• **PROBLEM REQUIREMENTS**
Give only the number of lines in the data that contain the word "confusing".

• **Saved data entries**

---------------

Issue #302, opened 2018-04-08
UniversalFallback should throw key error rather than return canget == false if attribute partially set


mlubin:
https://github.com/JuliaOpt/MathOptInterface.jl/blob/7164fdc573f3f92acb93de1bf18a3d3bd5e315c7/src/Utilities/universalfallback.jl#L54-L57

The check on the length of the dictionary means that:
```julia
m = Model()
@variable(m, x, start = 1)
@variable(m, y)
JuMP.startvalue(x)
```
gives
```
 Attribute MathOptInterface.VariablePrimalStart() not accessible
  Stacktrace:
   [1] get(::MathOptInterface.Utilities.CachingOptimizer, ::MathOptInterface.VariablePrimalStart, ::MathOptInterface.VariableIndex) at /home/mlubin/.julia/v0.6/MathOptInterface/src/Utilities/cachingoptimizer.jl:380
   [2] get(::JuMP.Model, ::MathOptInterface.VariablePrimalStart, ::JuMP.Variable) at /home/mlubin/.julia/v0.6/JuMP/src/JuMP.jl:379
   [3] startvalue(::JuMP.Variable) at /home/mlubin/.julia/v0.6/JuMP/src/variables.jl:379
```
The attribute values should be available immediately after you set them, and there should be a key error in the case that you ask for a value that's not defined.

blegat:
In the doc, we have say that `canget` returns `true` if it is

> applied to *every* variable

https://github.com/JuliaOpt/MathOptInterface.jl/blob/9f75cea0bc305d0628827b29427a329809b0f33d/src/attributes.jl#L141-L143

mlubin:
It's evident to me that this is a bad design. `Attribute MathOptInterface.VariablePrimalStart() not accessible` is an incorrect and misleading error message in this situation. If an attribute is partially set, the model is still responsible for that attribute, and `get` should be called. The model may choose to return an error if it can't access the attribute, and that's ok. We might need to brainstorm a bit on how to resolve this situation and #295 now that we have a bit more experience working with MOI.

blegat:
When `MOI.get` is called on CachingOptimizer, and `canget` is false for both the model and the optimizer, it could try to still call `get` on one of them as you suggest. It should try `get` on the one that supports this even it is not set for all variables. `supports` is probably the solution then.

[...]

Issue #295, opened 2018-04-02
supports vs canset


mlubin:
Why do we have both
```julia
MOI.canset(model, MOI.NLPBlock())
```
and
```julia
MOI.supports(model, MOI.NLPBlock())
```
?

@blegat

mlubin:
This is potentially more confusing than helpful for users and implementers of solver interfaces. If the optimizer `supports` an attribute but `canset` would be false, why not just throw an error explaining why the attribute is not settable right now?

blegat:
`supports` is the replacement of `cancopy`. It is useful for `copy`-only solvers as we can check programatically if a `copy` might fail. For solvers that support `addconstraint!` and `set!`, it might seem cumbersome to also implement `supports` and `supportsconstraint`. We might change the fallback to
```julia
supports(m::ModelLike, attr...) = canset(m, attr)
```
so that solvers for which canset is equivalent to supports only need to implement `canset`.

mlubin:
Could you provide an example where we need to distinguish between `supports` and `canset` programmatically? Default fallbacks help but don't really remove the additional complexity of having these two concepts.

blegat:
If a user adds a rotated second order cone constraints, we need to know whether the optimizer supports it to know whether we need to transform it into a second order cone constraint (e.g. using a bridge) or to leave the constraint as it is.

mlubin:
Why not use `supportsconstraint` instead of `canaddconstraint` in that context?

blegat:
That's exactly my point, we need `supportsconstraint` in this situation

blegat:
We need `canaddconstraint` for the CachingOptimizer to see whether the optimizer supports adding a constraint or it needs to go in `EmptyOptimizer` state
https://github.com/JuliaOpt/MathOptInterface.jl/blob/7164fdc573f3f92acb93de1bf18a3d3bd5e315c7/src/Utilities/cachingoptimizer.jl#L213-L215

mlubin:
I'm also proposing to replace that usage of `canaddconstraint` with `supportsconstraint`.

blegat:
But `supportsconstraint` does not help distinguishing whether the solver supports adding constraints or needs to be emptied and needs to be passed the whole problem using `copy!`.

mlubin:
What about `MOI.canaddconstraint(m.optimizer) && MOI.supportsconstraint(m.optimizer, typeof(func), typeof(set))` in this case?

[...]

PR #357, opened 2018-05-13
ListOfConstraints -> ListOfConstraintTypes

### LINKED ISSUE #214: rename ListOfConstraints?
https://github.com/JuliaOpt/MathOptInterface.jl/issues/203#issuecomment-364592475

@tkoolen

odow:
Closes #214 

I also propose changing
```
 A list of tuples of the form `(F,S)`, where `F` is a function type
 and `S` is a set type indicating that the attribute `NumberOfConstraints{F,S}()`
 has value greater than zero.
```
to 
```
 A list of tuples of the form `(F,S)`, where `F` is a function type
 and `S` is a set type indicating that `supportsconstraint(model, F, S)` is `true`.
```

Updated: changed `cansupport` to `supportsconstraint`.

### DIFF
--- a/docs/src/apireference.md
+++ b/docs/src/apireference.md
@@ -53,7 +53,7 @@ Name
 ObjectiveSense
 NumberOfVariables
 ListOfVariableIndices
-ListOfConstraints
+ListOfConstraintTypes
 NumberOfConstraints
 ListOfConstraintIndices
 ListOfModelAttributesSet
--- a/src/Bridges/bridgeoptimizer.jl
+++ b/src/Bridges/bridgeoptimizer.jl
@@ -42,9 +42,9 @@ function MOI.get(b::AbstractBridgeOptimizer, attr::Union{MOI.NumberOfConstraints
     end
     s
 end
-MOI.canget(b::AbstractBridgeOptimizer, attr::MOI.ListOfConstraints) = MOI.canget(b.model, attr) && MOI.canget(b.bridged, attr)
+MOI.canget(b::AbstractBridgeOptimizer, attr::MOI.ListOfConstraintTypes) = MOI.canget(b.model, attr) && MOI.canget(b.bridged, attr)
 _noc(b, fs) = MOI.get(b, MOI.NumberOfConstraints{fs...}())
-function MOI.get(b::AbstractBridgeOptimizer, attr::MOI.ListOfConstraints)
+function MOI.get(b::AbstractBridgeOptimizer, attr::MOI.ListOfConstraintTypes)
     loc = MOI.get(b.model, attr)
     rm = find(_noc.(b, loc) .== 0)
     deleteat!(loc, rm)
--- a/src/Test/contconic.jl
+++ b/src/Test/contconic.jl
@@ -38,7 +38,7 @@ function _lin1test(model::MOI.ModelLike, config::TestConfig, vecofvars::Bool)
     c = MOI.addconstraint!(model, MOI.VectorAffineFunction([1,1,1,2,2], [v;v[2];v[3]], ones(5), [-3.0,-2.0]), MOI.Zeros(2))
     @test MOI.get(model, MOI.NumberOfConstraints{vecofvars ? MOI.VectorOfVariables : MOI.VectorAffineFunction{Float64},MOI.Nonnegatives}()) == 1
     @test MOI.get(model, MOI.NumberOfConstraints{MOI.VectorAffineFunction{Float64},MOI.Zeros}()) == 1
-    loc = MOI.get(model, MOI.ListOfConstraints())
+    loc = MOI.get(model, MOI.ListOfConstraintTypes())
     @test length(loc) == 2
     @test (vecofvars ? MOI.VectorOfVariables : MOI.VectorAffineFunction{Float64},MOI.Nonnegatives) in loc
     @test (MOI.VectorAffineFunction{Float64},MOI.Zeros) in loc
@@ -357,7 +357,7 @@ function _soc1test(model::MOI.ModelLike, config::TestConfig, vecofvars::Bool)
 
     @test MOI.get(model, MOI.NumberOfConstraints{MOI.VectorAffineFunction{Float64},MOI.Zeros}()) == 1
     @test MOI.get(model, MOI.NumberOfConstraints{vecofvars ? MOI.VectorOfVariables : MOI.VectorAffineFunction{Float64},MOI.SecondOrderCone}()) == 1
-    loc = MOI.get(model, MOI.ListOfConstraints())
+    loc = MOI.get(model, MOI.ListOfConstraintTypes())
     @test length(loc) == 2
     @test (MOI.VectorAffineFunction{Float64},MOI.Zeros) in loc
     @test (vecofvars ? MOI.VectorOfVariables : MOI.VectorAffineFunction{Float64},MOI.SecondOrderCone) in loc
--- a/src/Test/intconic.jl
+++ b/src/Test/intconic.jl
@@ -33,7 +33,7 @@ function intsoc1test(model::MOI.ModelLike, config::TestConfig)
 
     @test MOI.get(model, MOI.NumberOfConstraints{MOI.VectorAffineFunction{Float64},MOI.Zeros}()) == 1
     @test MOI.get(model, MOI.NumberOfConstraints{MOI.VectorOfVariables,MOI.SecondOrderCone}()) == 1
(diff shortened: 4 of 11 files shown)


mlubin:
The change looks good to me.
By `cansupport` do you mean `canaddconstraint` or `supportsconstraint`? This is really a mess (https://github.com/JuliaOpt/MathOptInterface.jl/issues/295).

mlubin:
Agreed that would be an improvement from what we do now.

blegat:
`(F,S) in get(m, ListOfSupportedConstraintTypes())` would be inefficient if `get` returns a `Vector`. Why would we change it to the list of constraint types supported ? This is not possible with the UniversalFallback since it would support an infinite number of constraint types :-P

odow:
https://github.com/JuliaOpt/MathOptInterface.jl/blob/f238c74fa323e3e1f29d45bf11fc4c63de169e77/src/Utilities/universalfallback.jl#L152-L153

Surely `supportsconstraint` is only true if `uf.model` supports it?

> would be inefficient if get returns a Vector

The type stable way is to check `canaddconstraint`. `supportsconstraint` could/should be used by extensions etc to check if the solver supports a constraint. For example, in SDDP.jl, I add a `ScalarAffineFunction`-in-`EqualTo` constraint without telling the user. I might want to check that the solver supports such a constraint at the start before I start building the models.

mlubin:
There is a point there that having an explicit list of all possible constraint types supported could be problematic and even infinite for `UniversalFallback`.

odow:
How about renaming `supportsconstraint` to `isconstrainttypesupported`.

Long and verbose (and has an ugly `tt`), but at least it is explicit enough to clear up the confusion.

Other options
- `is_constraint_type_supported`
- `get(m, IsSupportedConstraintType(), F, S)`

blegat:
> Surely supportsconstraint is only true if uf.model supports it?

No it supports everything, if what is not supported by `uf.model`. Currently `UniversalFallback` only implements attribute fallback so looking at the source code will not help :-P

> The type stable way is to check `canaddconstraint`

`canaddconstraint` should be fast since it is used by `CachingOptimizer` and `supportsconstraint` should also be fast since it is used by `LazyBridgeOptimizer` (which is coming in the next few days).

> How about renaming `supportsconstraint` to `isconstrainttypesupported`.

Why would it be less confusing ? The distinction that should be made is:

* `canaddconstraint` : The constraint **can be added** now *in the current state* of the model
* `supportsconstraint` : The model **supports** the constraint *independently of it state*

It seems to me that the `canadd` and `supports` wording convey the right distinction.

mlubin:
> `canaddconstraint`: The constraint **can be added** now *in the current state* of the model

I'm going to re-suggest (https://github.com/JuliaOpt/MathOptInterface.jl/issues/295#issuecomment-378418100) that we remove this concept completely. If a model claims to support a constraint independently of its state, but for some reason the constraint cannot be added right now, I would like to see an error message on `addconstraint` rather than a `false` without an explanation.

blegat:
Copy-only solvers will return `false` to `canaddconstraint` and `true` to `supportsconstraint` and the `CachingOptimizer` uses this fact to determine that the solver needs to go to the `EmptyState`. Having a `try` `catch` to handle this would be less efficient and less elegant I'd say

mlubin:
> Copy-only solvers will return false to canaddconstraint and true to supportsconstraint

https://github.com/JuliaOpt/MathOptInterface.jl/issues/295#issuecomment-378592148

blegat:
> https://github.com/JuliaOpt/MathOptInterface.jl/issues/295#issuecomment-378602220

https://github.com/JuliaOpt/MathOptInterface.jl/issues/295#issuecomment-378602220 :D

mlubin:
> Some solvers might, after optimize! is called, support adding some kind of constraints but not other kind of constraints, even if they support these constraints.

That's fine, they can return errors in that case, and users can work around them. The extra complexity in the API is not worth it, IMO.

blegat:
> The extra complexity in the API is not worth it, IMO.

We may keep the current `MOI.canaddconstraint` and add `MOI.canaddconstraint(::MOI.ModelLike)` which returns a `Bool` indicating whether **any** *supported* constraint can be added.
A direct consequence of this definition gives the following valid default implementation
```julia
MOI.canaddconstraint!(m::ModelLike, F::Type{<:AbstractFunction}, S::Type{<:AbstractSet}) = MOI.canaddconstraint!(m) && MOI.supports
```
Most solvers will only define `MOI.canaddconstraint!(::ModelLike)` but for a solver for which this depends on the constraint types, it can overwrite this default implementation so that the CachingOptimizer takes its particularity into account.

mlubin:
> it can overwrite this default implementation so that the CachingOptimizer takes its particularity into account.

Could you walk through a realisitc example of why this is important and what would go wrong if `CachingOptimizer` just uses `MOI.canaddconstraint!(m) && MOI.supports`?

blegat:
Suppose that once `optimize!` has been called, a mixed integer solver supports adding linear cuts after `optimize!` (i.e. `ScalarAffineFunction`-in-`LessThan{Float64}`) but does not support changing the integrality of the variables (i.e. `SingleVariable`-in-`Integer` and `SingleVariable`-in-`Reals`).
When the user change the integrality through JuMP, the CachingOptimizer should empty the solver but then a linear constraint is added, the CachingOptimizer should just add the constraint (if it empties the solver, there will be a big performance loss since the optimization needs to be restarted from scratch).
The solver will do
```julia
MOI.supportsconstraint!(m::MySolver, ::Type{<:ScalarAffineFunction}, S::Type{<:LessThan}) = true
MOI.supportsconstraint!(m::MySolver, ::Type{<:ScalarAffineFunction}, S::Type{<:LessThan}) = true
MOI.canaddconstraint!(m::MySolver) = !m.optimized
MOI.canaddconstraint!(m::MySolver, ::Type{<:ScalarAffineFunction}, S::Type{<:LessThan}) = true
MOI.canaddconstraint!(m::MySolver, ::Type{<:ScalarAffineFunction}, S::Type{<:LessThan}) = !m.optimized
```

blegat:
The user could be an algorithm and the algorithm could be solver independent where some solvers support the action and some do not. If reset is not called, the algorithm will fail for some solver and if reset is called, the algorithm will unnecessarily reset some solver.

mlubin:
FWIW if you want to rename `canaddconstraint` to `should_caching_optimizer_try_to_add_constraint` then go ahead. That would at least be more honest :)

blegat:
I agree that they are tradeoffs to be made. In the use case I was mentionning can still be solved by the solver caching the integrality changes internally. It is more work but there is also the cost of having `canaddconstraint` that you have just mentionned.

If everyone agrees on replacing `canaddconstraint(::MOI.ModelLike, F, S)` by `canaddconstraint(::MOI.ModelLike)` I won't oppose it.
@joaquimg @odow What do you think ?

mlubin:
> It has a clear concept, and lines up with the rest of the canXXX API.

I'm also proposing to dump the whole `canXXX` API, or at least rename it to `should_caching_optimizer_try_to_do_XXX` because that's what it really is.

blegat:
> * It induces hard-to-explain behavior in CachingOptimizer. ("Why did it just drop the solver?")
> * It obscures error messages that the user might really want to see.

The `Manual` mode of the `CachingOptimizer` is the solution for both of these issues

> I'm also proposing to dump the whole canXXX API, or at least rename it to should_caching_optimizer_try_to_do_XXX because that's what it really is.

The first solution would kill the `Automatic` mode of the `CachingOptimizer` and I don't see how the second solution would make things clearer. `canget` has a self-contained definition independent on the `CachingOptimizer`, mentioning the `CachingOptimizer` in the name wouldn't make it clearer IMO. Adding a note in the definition may help though.

mlubin:
> canget has a self-contained definition independent on the CachingOptimizer

It's a problematic definition however. The issue is that `canXXX` leads `CachingOptimizer` to hide errors that the user might want to see (#302). `Manual` mode is *sometimes* but not always the answer to this (it doesn't resolve #302).

The difference between `canXXX` and `should_caching_optimizer_try_to_do_XXX` is that the latter should return true also in the case that `XXX` is known to return an error that the user should see.

chriscoey:
what's the status of this particular PR?

mlubin:
I don't see a pressing need to change the definition. I support a renaming, maybe to `ListOfConstraintsPresent`.

odow:
Closing this as stale. I'll leave the issue open for now.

---------------

• **ANSWER SECTION**
2